Modes de reconnaissance publique

 

Sans objet

En sus des associations botaniques ou culturelles, un autre mouvement appelé « science citoyenne » ou « science participative » émerge dans la société contemporaine. Les programmes de sciences participatives impliquent une participation des observateurs (société civile) dans le cadre d’un programme de recherche mené par une institution (laboratoire, structure) à vocation scientifique. L’objectif consiste d’une part à impliquer les citoyens dans l’étude de leur environnement et des phénomènes naturels et, d’autre part, à collecter un nombre important de données sur un sujet d’étude, en l’occurrence lié à la biodiversité, grâce à la multiplication de ces observations.

Depuis 2017, le Conservatoire botanique national des Pyrénées et de Midi-Pyrénées, soutenu par la DREAL Occitanie et le Commissariat du massif des Pyrénées, mène un inventaire participatif pour cartographier la Gentiane jaune, espèce qui souffre des changements de pratiques pastorales et surtout de la pression des industries agro-alimentaire et pharmaceutique (liquoristerie, herboristerie, cosmétique, parfumerie, etc.) qui recherchent la racine pour la transformer en eau de vie, spiritueux, extraits, poudres, teintures, sirops ou produits élaborés.

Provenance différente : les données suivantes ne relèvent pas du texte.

PR #619, opened 2024-05-28
Implement get platform certificates endpoint

nesitor:
Problem: There isn't an endpoint to be able to get the confidential platform certificates to start the VM key exchange.

Solution: Create that endpoint and return the platform certificates generated by the `sevctl` command.

### DIFF
--- a/src/aleph/vm/conf.py
+++ b/src/aleph/vm/conf.py
@@ -267,6 +267,11 @@ class Settings(BaseSettings):
         "with SEV and SEV-ES",
     )
 
+    CONFIDENTIAL_DIRECTORY: Path = Field(
+        None,
+        description="Confidential Computing default directory. Default to EXECUTION_ROOT/confidential",
+    )
+
     # Tests on programs
 
     FAKE_DATA_PROGRAM: Optional[Path] = None
@@ -409,6 +414,7 @@ class Settings(BaseSettings):
 
         os.makedirs(self.EXECUTION_LOG_DIRECTORY, exist_ok=True)
         os.makedirs(self.PERSISTENT_VOLUMES_DIR, exist_ok=True)
+        os.makedirs(self.CONFIDENTIAL_DIRECTORY, exist_ok=True)
 
         self.API_SERVER = self.API_SERVER.rstrip("/")
 
@@ -467,6 +473,8 @@ class Settings(BaseSettings):
             self.EXECUTION_LOG_DIRECTORY = self.EXECUTION_ROOT / "executions"
         if not self.JAILER_BASE_DIR:
             self.JAILER_BASE_DIR = self.EXECUTION_ROOT / "jailer"
+        if not self.CONFIDENTIAL_DIRECTORY:
+            self.CONFIDENTIAL_DIRECTORY = self.EXECUTION_ROOT / "confidential"
 
     class Config:
         env_prefix = "ALEPH_VM_"
--- a/src/aleph/vm/conf.py
+++ b/src/aleph/vm/conf.py
@@ -387,6 +387,7 @@ class Settings(BaseSettings):
             assert (
                 check_system_module("kvm_amd/parameters/sev_es") == "Y"
             ), "SEV-ES feature isn't enabled, enable it in BIOS"
+            assert is_command_available("sevctl"), "Command `sevctl` not found, run `cargo install sevctl`"
 
             assert self.ENABLE_QEMU_SUPPORT, "Qemu Support is needed for confidential computing and it's disabled, "
             "enable it setting the env variable `ENABLE_QEMU_SUPPORT=True` in configuration"
--- a/src/aleph/vm/orchestrator/resources.py
+++ b/src/aleph/vm/orchestrator/resources.py
@@ -11,6 +11,7 @@ from aleph_message.models.execution.environment import CpuProperties
 from pydantic import BaseModel, Field
 
 from aleph.vm.conf import settings
+from aleph.vm.sevclient import SevClient
 from aleph.vm.utils import cors_allow_all
 
 
@@ -129,10 +130,10 @@ async def about_certificates(request: web.Request):
     if not settings.ENABLE_CONFIDENTIAL_COMPUTING:
         return web.HTTPBadRequest(reason="Confidential computing setting not enabled on that server")
 
-    sev_client = request.app["sev_client"]
+    sev_client: SevClient = request.app["sev_client"]
 
     if not sev_client.certificates_archive.is_file():
-        sev_client.export_certificates()
+        await sev_client.export_certificates()
 
     return web.FileResponse(sev_client.certificates_archive)
 
--- a/src/aleph/vm/orchestrator/resources.py
+++ b/src/aleph/vm/orchestrator/resources.py
@@ -122,6 +122,21 @@ async def about_system_usage(_: web.Request):
     return web.json_response(text=usage.json(exclude_none=True))
 
 
+@cors_allow_all
+async def about_certificates(request: web.Request):
+    """Public endpoint to expose platform certificates for confidential computing."""
+
+    if not settings.ENABLE_CONFIDENTIAL_COMPUTING:
+        return web.HTTPBadRequest(reason="Confidential computing setting not enabled on that server")
+
+    sev_client = request.app["sev_client"]
+
+    if not sev_client.certificates_archive.is_file():
+        sev_client.export_certificates()
+
+    return web.FileResponse(sev_client.certificates_archive)
+
+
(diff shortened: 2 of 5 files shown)


src/aleph/vm/conf.py
```diff
@@ -387,6 +387,7 @@ def check(self):
             assert (
                 check_system_module("kvm_amd/parameters/sev_es") == "Y"
             ), "SEV-ES feature isn't enabled, enable it in BIOS"
+            assert is_command_available("sevctl"), "Command `sevctl` not found, run `cargo install sevctl`"
```
hoh, line 390: Should this command be installed globally on the system or is it a standalone binary whose path should be in the settings ?

src/aleph/vm/orchestrator/resources.py
```diff
@@ -122,6 +122,21 @@ async def about_system_usage(_: web.Request):
...
 
 
+@cors_allow_all
+async def about_certificates(request: web.Request):
+    """Public endpoint to expose platform certificates for confidential computing."""
+
+    if not settings.ENABLE_CONFIDENTIAL_COMPUTING:
+        return web.HTTPBadRequest(reason="Confidential computing setting not enabled on that server")
+
+    sev_client = request.app["sev_client"]
```
hoh, line 132:
```suggestion
    sev_client: SevClient = request.app["sev_client"]
```

src/aleph/vm/sevclient.py
```diff
@@ -0,0 +1,22 @@
...
+
+class SevClient:
+    def __init__(self, sev_dir: Path):
+        self.sev_dir = sev_dir
+        self.certificates_dir = sev_dir / "platform"
+        self.certificates_dir.mkdir(exist_ok=True, parents=True)
+        self.certificates_archive = self.certificates_dir / "certs_export.cert"
+
+    def sevctl_cmd(self, *args) -> subprocess.CompletedProcess:
+        result = subprocess.run(
```
hoh, line 13: Using the `subprocess` module is synchronous and would block the entire event loop.

[asyncio.subprocess](https://docs.python.org/3/library/asyncio-subprocess.html#asyncio-subprocess) should be used instead ;-)

src/aleph/vm/conf.py
nesitor: It is supposed to be already on the system, as we commented on the sync meeting, we will create a binary to be downloaded and installed directly on the system, and also on the client side.

hoh: In this case, we should add a setting `SEVCTL_PATH` similar to `FIRECRACKER_PATH` for binaries that are provided by our package.

hoh: I opened a Pull Request to build and bundle the `sevctl` program as part of the Debian packages.
See https://github.com/aleph-im/aleph-vm/pull/629

This is not blocking and can be marked as resolved.

src/aleph/vm/sevclient.py
```diff
@@ -0,0 +1,22 @@
...
+        self.certificates_dir.mkdir(exist_ok=True, parents=True)
+        self.certificates_archive = self.certificates_dir / "certs_export.cert"
+
+    async def sevctl_cmd(self, *args) -> bytes:
+        result = await run_in_subprocess(
+            ["sevctl", *args],
+            check=True,
+        )
+
+        return result
```
hoh, line 19: Method 'sevctl_cmd' may be 'static' . It would be better to make this method a separate function since it does not depend on the class.

hoh, line 19: This code can be simplified.

```suggestion
    async def sevctl_cmd(self, *args) -> bytes:
        return await run_in_subprocess(
            ["sevctl", *args],
            check=True,
        )
```

src/aleph/vm/sevclient.py
```diff
@@ -0,0 +1,22 @@
...
+
+
+class SevClient:
+    def __init__(self, sev_dir: Path):
+        self.sev_dir = sev_dir
+        self.certificates_dir = sev_dir / "platform"
+        self.certificates_dir.mkdir(exist_ok=True, parents=True)
+        self.certificates_archive = self.certificates_dir / "certs_export.cert"
+
+    async def sevctl_cmd(self, *args) -> bytes:
```
hoh, line 13: This method is missing a docstring to explain what it does and why.

tests/supervisor/test_views.py
```diff
@@ -121,3 +126,50 @@ def get_persistent_executions(self):
...
+    with mock.patch(
+        "pathlib.Path.is_file",
+        return_value=False,
+    ) as is_file_mock:
+        with mock.patch(
+            "aleph.vm.sevclient.run_in_subprocess",
+            return_value=True,
+        ) as export_mock:
+            app = setup_webapp()
+            sev_client = SevClient(settings.CONFIDENTIAL_DIRECTORY)
```
hoh, line 162: Why pass a setting and not directly a temporary directory ?

tests/supervisor/test_views.py
```diff
@@ -121,3 +126,50 @@ def get_persistent_executions(self):
...
+    assert await response.text() == "400: Confidential computing setting not enabled on that server"
+
+
+@pytest.mark.asyncio
+async def test_about_certificates(aiohttp_client):
+    """Test that the certificates system endpoint responds. No auth needed"""
+
+    settings.ENABLE_QEMU_SUPPORT = True
+    settings.ENABLE_CONFIDENTIAL_COMPUTING = True
+    settings.CONFIDENTIAL_DIRECTORY = Path().resolve()
```
hoh, line 150: This path is used to create side effects on the disc. Why not use a [temporary directory](https://docs.python.org/3/library/tempfile.html#tempfile.NamedTemporaryFile) ?

src/aleph/vm/sevclient.py
```diff
@@ -0,0 +1,22 @@
...
+        result = await run_in_subprocess(
+            ["sevctl", *args],
+            check=True,
+        )
+
+        return result
+
+    async def export_certificates(self):
```
hoh, line 21: Use "-> None" if function does not return a value

```suggestion
    async def export_certificates(self) -> None:
```

src/aleph/vm/orchestrator/resources.py
```diff
@@ -122,6 +123,21 @@ async def about_system_usage(_: web.Request):
...
+
+    if not settings.ENABLE_CONFIDENTIAL_COMPUTING:
+        return web.HTTPBadRequest(reason="Confidential computing setting not enabled on that server")
+
+    sev_client: SevClient = request.app["sev_client"]
+
+    if not sev_client.certificates_archive.is_file():
+        await sev_client.export_certificates()
+
+    return web.FileResponse(sev_client.certificates_archive)
```
hoh, line 138: Would it not be preferable to move the caching logic inside the `SevClient` class ?

```suggestion
    return web.FileResponse(await sev_client.get_certificates())
```

hoh (commented):
Base looks good,

src/aleph/vm/sevclient.py
nesitor: Yes, some methods can be static, but I prefer to have it in the same class, specially if we will add the `SEV_CTL_PATH` in the future.

src/aleph/vm/sevclient.py
nesitor: The proper name of the method explains perfectly what it does, so I think that add a docstring explanation is totally useless here.

src/aleph/vm/sevclient.py
hoh: My IDE will keep complaining but I mark this as resolved ;-)

src/aleph/vm/orchestrator/resources.py
```diff
@@ -122,6 +123,18 @@ async def about_system_usage(_: web.Request):
...
+@cors_allow_all
+async def about_certificates(request: web.Request):
+    """Public endpoint to expose platform certificates for confidential computing."""
+
+    if not settings.ENABLE_CONFIDENTIAL_COMPUTING:
+        return web.HTTPBadRequest(reason="Confidential computing setting not enabled on that server")
+
+    sev_client: SevClient = request.app["sev_client"]
+
+    return web.FileResponse(await sev_client.get_certificates())
```
hoh, line 135: Is any error expected to be potentially raised by  `await sev_client.get_certificates()` ? That would result in an error 500 (and a log in Sentry).

nesitor: Shouldn't be, because it only executes `sevctl` command, that is already checked on the supervisor initialization, and also the folder is already created at the start.

hoh (approved):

La première mesure consiste à connaître son aire de répartition dans la chaîne pyrénéenne, par l’identification de cette plante de montagne en la géolocalisant sur le site www.gentianejaune.fr ; tandis que la seconde mesure vise à connaître son abondance. Le Conservatoire botanique national des Pyrénées et de Midi-Pyrénées est le seul conservatoire botanique national à intégrer un pôle ethnobotanique : ce dernier travaille notamment sur les cueillettes commerciales de plantes sauvages et leur impact dans le milieu naturel, afin de concilier préservation de l'environnement et exploitation durable d'une ressource naturelle sauvage.

Récits liés à la pratique et à la tradition

 

Les représentations de la broisha (sorcière) :

 

Parmi les thérapeutes populaires se retrouvent à fois le sorcier (ce jeteur ou leveur de sort, qui peut recourir à des procédés magiques ou à des plantes), le guérisseur empirique ou encore le rebouteux à qui l'on s'adressait pour réduire des luxations ou des fractures [Bouteiller dans Garreta, 2007]. Ces figures, qui peuvent s'entremêler dans l'imagerie populaire, sont à la fois craintes - voire ostracisées - mais respectées par l’ensemble de la communauté du village, comme l'illustrent de nombreux récits populaires associés au personnage de la broisha, qui peut être féminin comme masculin :

Jean Labarthe (un vannier né en 1892, atteint de bronchite chronique et d’asthénie), consignait dans son cahier en octobre 1914 : « Ceux qu’on appelait les sorciers, c'est-à-dire les rebouteux ou guérisseurs rustiques, utilisent beaucoup les bains avec des décoctions de plantes, feuilles ou écorces – plutôt tièdes ou chaudes. Feuilles d’aulne, de noyer, de sauge, de romarin, écorce de chêne, etc. [...] En 1911, un guérisseur rustique m’ordonna des bains de vin blanc à température indifférente. Heureusement je suivis son conseil, ma santé se fortifia [...] » (« Extrait des cahiers de Jean Labarthe sur les médecines d’autrefois », op. cit., 1987, p. 37-41).

 

Un entretien collectif évoque les relations qu'ils entretenaient, enfants, avec la broisha de leur village natal en Béarn :

 

H – Je me souviens d’une bonne femme, quand on était gosse, on n’osait pas passer à côté, on ne pouvait pas [...] Les gens en parlaient tellement ... histoire de. On l’appelait la "broucho" [broisha] parce que, attention hein, chez moi, c’est la sorcière. La sorcière pouvait être la personne qui avait des dons dont elle pouvait se servir pour faire du mal mais qui les utilise pour faire du bien, vous voyez, c’était une femme mystérieuse, une sorte de guérisseur mais alors un peu pour tout, on allait la trouver pour se confier, pour aller lui dire telle ou telle chose. En même temps, oui elle avait des dons [...].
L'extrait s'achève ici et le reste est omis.